Reply with exactly the lines from the one that contains "zaki50: Should be" through the last line of the records below, and with no other lines.

------ Information

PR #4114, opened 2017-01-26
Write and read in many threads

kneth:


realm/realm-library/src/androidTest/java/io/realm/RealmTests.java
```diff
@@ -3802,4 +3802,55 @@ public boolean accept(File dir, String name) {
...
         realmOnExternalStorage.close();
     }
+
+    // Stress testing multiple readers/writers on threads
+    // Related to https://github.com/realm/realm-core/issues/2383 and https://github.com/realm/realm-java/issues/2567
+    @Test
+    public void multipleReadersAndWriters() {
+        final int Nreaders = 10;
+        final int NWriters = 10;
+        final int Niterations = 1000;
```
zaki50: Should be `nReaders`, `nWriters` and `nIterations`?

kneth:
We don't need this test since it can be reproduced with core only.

------------

■ **Output of the task**
zaki50: Should be `nReaders`, `nWriters` and `nIterations`?

kneth:
We don't need this test since it can be reproduced with core only.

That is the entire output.